February 13, 2023 (Monday) 4:00-5:00p.m.
Speaker: Rogerio Jorge, IST, University of Lisbon
Hosts: S. Mordijck and M. Sher
Title: Recent nuclear fusion breakthroughs using stellarator optimization
Abstract: The success of magnetic confinement nuclear fusion requires magnetic fields with optimal properties. Namely, these should provide the necessary plasma performance to sustain high-temperature plasmas for a long enough time. However, there are still important outstanding issues in magnetic fusion, such as the understanding and control of plasma density, fast particles, and turbulence. To achieve good confinement, recent experiments such as HSX and W7-X have been designed using optimization based on the calculation of MHD equilibria at each evaluation of the objective function. Here, we show how new design methods have been able to reduce the computational cost of such optimization efforts by orders of magnitude, while also providing new insights into the space of solutions. These methods enable a direct geometrical construction of magnetic fields with extremely good confining properties such as quasisymmetry and quasi-isodynamic fields.
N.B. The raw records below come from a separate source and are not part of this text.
PR #20282, opened 2026-07-22
[island_browser] - Fix device pipeline parsing of multi-NIC internalIpAddress

### LINKED ISSUE #18159: [Island Browser] device ingest pipeline fails to parse internalIpAddress for devices with 3+ NICs
### Integration Name

Island Browser [island_browser]

### Dataset Name

island_browser.device

### Integration Version

1.0.0

### Agent Version

9.2.6

### Agent Output Type

elasticsearch

### Elasticsearch Version

9.2.6

Linux ECK

### Software/API Version

v1, `/api/external/v1/devices`

### Error Message

```
Processor convert with tag convert_internal_ip_address_to_ip in pipeline logs-island_browser.device-1.0.0 failed with message: '192.168.111.1 | Wi-Fi/192.168.1.164' is not an IP string literal.
```

### Event Original

```json
{
  "island_browser": {
    "device": {
      "internal_ip": "192.168.241.1 | VMware Network Adapter VMnet1/192.168.111.1 | Wi-Fi/192.168.1.164",
      "internal_ip_address": "192.168.111.1 | Wi-Fi/192.168.1.164"
    }
  },
  "error": {
    "message": [
      "Processor convert with tag convert_internal_ip_address_to_ip in pipeline logs-island_browser.device-1.0.0 failed with message: '192.168.111.1 | Wi-Fi/192.168.1.164' is not an IP string literal."
    ]
  },
  "event": { "kind": "pipeline_error" },
  "tags": ["preserve_original_event"]
}
```

### What did you do?

Deployed `island_browser` v1.0.0 with all 5 streams enabled (CEL input, 5m interval). The `device` stream polls `/api/external/v1/devices` which returns `internalIpAddress` as `IP | AdapterName/IP | AdapterName/...`.

### What did you see?

Several device documents have `event.kind: pipeline_error`. The `dissect` pattern `%{_temp1}/%{island_browser.device.internal_ip_address}` splits on the first `/` only. For 3+ NICs the dissected value still contains `/` separators, failing the subsequent `convert` to IP type. Devices with fewer NICs work correctly.

Reproducible without an agent

```
POST _ingest/pipeline/logs-island_browser.device-1.0.0/_simulate
{"docs":[{"_source":{"message":"{\"internalIpAddress\": \"192.168.241.1 | VMware Network Adapter VMnet1/192.168.111.1 | Wi-Fi/192.168.1.164\"}"}}]}
```

All IPs extracted from multi-NIC values

from the above example,`192.168.241.1`, `192.168.111.1`, and `192.168.1.164` parsed as valid IPs and added to `related.ip`.

### Anything else?

_No response_

ShourieG:
## Type of change
- Bug

## Proposed commit message
```
island_browser: fix device pipeline parsing of multi-NIC internalIpAddress

The device ingest pipeline used a single dissect on the first "/" to
extract an IP from internalIpAddress. When the Island API returned a
"/"-separated list of "<ip> | <adapter>" pairs for hosts with 3+ NICs,
the leftover separators failed the subsequent convert-to-ip and produced
event.kind: pipeline_error.

Strip the adapter labels with gsub, split the cleaned list into
individual addresses, and append each one to related.ip. The single-IP
path is unchanged. Adds multi-NIC, two-NIC, and single-NIC-with-adapter
cases to the device pipeline test.
```

## Note

Test data was generated using LLMs, it does not contain any customer data.

## Checklist

## Author's Checklist

- [ ] 

## Related issues

- Closes https://github.com/elastic/integrations/issues/18159


packages/island_browser/data_stream/device/elasticsearch/ingest_pipeline/default.yml
```diff
@@ -261,28 +261,51 @@ processors:
...
+        The Island API can return internalIpAddress as a "/"-separated list of
+        "<ip> | <adapter>" pairs (one per NIC). Strip the adapter labels so only
+        the IP addresses remain.
+  - split:
+      field: _temp1
+      target_field: island_browser.device.internal_ip_address
+      tag: split_internal_ip_address
+      separator: '\s*/\s*'
+      ignore_missing: true
+      if: ctx._temp1 != null
```
mohitjha-elastic: `ignore_missing` already handles this case, so I think this `if` condition may not be necessary.

packages/island_browser/data_stream/device/elasticsearch/ingest_pipeline/default.yml
```diff
@@ -261,28 +261,51 @@ processors:
...
       field: island_browser.device.internal_ip
-      tag: dissect_internalIpAddress
-      pattern: '%{_temp1}/%{island_browser.device.internal_ip_address}'
-      ignore_failure: true
+      target_field: _temp1
+      tag: gsub_strip_internal_ip_adapters
+      pattern: '\s*\|\s*[^/]*'
+      replacement: ''
+      ignore_missing: true
+      if: ctx.island_browser?.device?.internal_ip != null
```
mohitjha-elastic: https://github.com/elastic/integrations/pull/20282/changes#r3629960452

packages/island_browser/changelog.yml
```diff
@@ -1,4 +1,9 @@
 # newer versions go on top
+- version: "1.1.2"
+  changes:
+    - description: Fix device ingest pipeline to parse `internalIpAddress` values that contain multiple NIC entries.
+      type: bugfix
+      link: https://github.com/elastic/integrations/issues/20282
```
mohitjha-elastic:
```suggestion
      link: https://github.com/elastic/integrations/pull/20282
```

packages/island_browser/data_stream/device/elasticsearch/ingest_pipeline/default.yml
```diff
@@ -261,28 +261,51 @@ processors:
...
+      ignore_missing: true
+      if: ctx._temp1 != null
+      description: Split the cleaned "/"-separated list into individual IP addresses.
   - convert:
       field: island_browser.device.internal_ip_address
       tag: convert_internal_ip_address_to_ip
       type: ip
       ignore_missing: true
-      if: ctx.island_browser?.device?.internal_ip_address != ''
+      if: ctx.island_browser?.device?.internal_ip_address != null
```
mohitjha-elastic: https://github.com/elastic/integrations/pull/20282/changes#r3629960452

packages/island_browser/data_stream/device/elasticsearch/ingest_pipeline/default.yml
```diff
@@ -261,28 +261,51 @@ processors:
...
+      replacement: ''
+      ignore_missing: true
+      if: ctx.island_browser?.device?.internal_ip != null
+      description: >-
+        The Island API can return internalIpAddress as a "/"-separated list of
+        "<ip> | <adapter>" pairs (one per NIC). Strip the adapter labels so only
+        the IP addresses remain.
+  - split:
+      field: _temp1
+      target_field: island_browser.device.internal_ip_address
```
mohitjha-elastic, line 277: can we have foreach to convert all these `internal_ip_address` to `type: ip`?

packages/island_browser/data_stream/device/_dev/test/pipeline/test-device.log-expected.json
```diff
@@ -964,6 +964,276 @@
...
+            },
+            "island_browser": {
+                "device": {
+                    "browser_name": "Island",
+                    "email": "test.one@example.com",
+                    "external_ip_address": "203.0.113.202",
+                    "id": "device-test-singlenic-adapter",
+                    "internal_ip": "192.0.2.12 | Ethernet0",
+                    "internal_ip_address": [
+                        "192.0.2.12"
```
mohitjha-elastic: For a single IP value, I think we should use a `string` instead of a `list`, similar to this [case](https://github.com/elastic/integrations/blob/main/packages/island_browser/data_stream/device/_dev/test/pipeline/test-device.log-expected.json#L90).

We can handle this after the `split` processor by converting the value to a string when the list contains only a single item.

mohitjha-elastic (changes requested):

packages/island_browser/data_stream/device/elasticsearch/ingest_pipeline/default.yml
ShourieG: The convert processor just below this already converts every element when the field is an array, a foreach here would be redundant.

ShourieG:
@mohitjha-elastic, I've addressed all your comments.

packages/island_browser/data_stream/device/elasticsearch/ingest_pipeline/default.yml
```diff
@@ -279,18 +278,26 @@ processors:
...
+  - script:
+      lang: painless
+      tag: script_flatten_single_internal_ip
+      description: >-
+        Represent a single internal IP as a scalar rather than a single-element
+        list, so devices with one NIC match the shape used for devices that
+        report a single IP directly.
+      if: ctx.island_browser?.device?.internal_ip_address instanceof List && ctx.island_browser.device.internal_ip_address.size() == 1
+      source: >-
+        ctx.island_browser.device.internal_ip_address = ctx.island_browser.device.internal_ip_address.get(0);
```
ShourieG, line 300: The script is resistant against edge-case values like `192.0.2.10/` compared to a split + set that will produce a list in this case.

packages/island_browser/data_stream/device/_dev/test/pipeline/test-device.log-expected.json
```diff
@@ -964,6 +964,274 @@
...
+                    "browser_name": "Island",
+                    "email": "test.three@example.com",
+                    "external_ip_address": "203.0.113.200",
+                    "id": "device-test-multinic-3",
+                    "internal_ip": "192.0.2.10 | Ethernet0/198.51.100.20 | Wi-Fi/203.0.113.30",
+                    "internal_ip_address": [
+                        "192.0.2.10",
+                        "198.51.100.20",
+                        "203.0.113.30"
+                    ],
```
ShourieG, line 1017: @mohitjha-elastic, example of convert processor working on multiple ips

packages/island_browser/data_stream/device/elasticsearch/ingest_pipeline/default.yml
mohitjha-elastic: I thought these processors would work only when the field contains a single item. If the field contains a list of items, we would typically use a `foreach` processor to iterate over the list and convert each element to the appropriate type, which is the primary purpose of `foreach`. This is also the pattern I observed that we have generally followed across integrations. But in the convert processor [documentation](https://www.elastic.co/docs/reference/ingest-processor/convert-processor), I can see that all members of an array field can also be converted hence this clears the confusion here.

mohitjha-elastic (approved):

Thanks to the reduced computational cost, we are able to achieve good particle confinement with much higher accuracy than reported before and perform wide surveys over parameter space. Furthermore, many figures of merit can be now calculated directly, including MHD stability and heat flux, making the design of a fusion machine optimized for turbulent transport and fast particles a possibility in the near future.
February 20, 2023 (Monday) 4:00-5:00p.m.
Speaker: James Juno, Plasma Physics National Laboratory
Hosts: S. Mordijck and M. Sher
Title: A look at the plasma universe through phase space
Abstract: Ninety-nine percent of the luminous universe exists in the plasma state of matter. Closer to home, the study of plasmas has diverse applications to the development of fusion energy and semi-conductor manufacturing. A commonality amongst all of these diverse plasmas is they are “weakly collisional” and thus best described by kinetic theory. The fundamental object of kinetic theory is the particle distribution function, a statistical description of the individual particle trajectories, and the fundamental equation for the evolution of this particle distribution function is the Boltzmann equation. One of the major obstacles to solving these kinds of problems is computational — the Boltzmann equation is notoriously difficult to integrate numerically owing to its complexity and high dimensionality.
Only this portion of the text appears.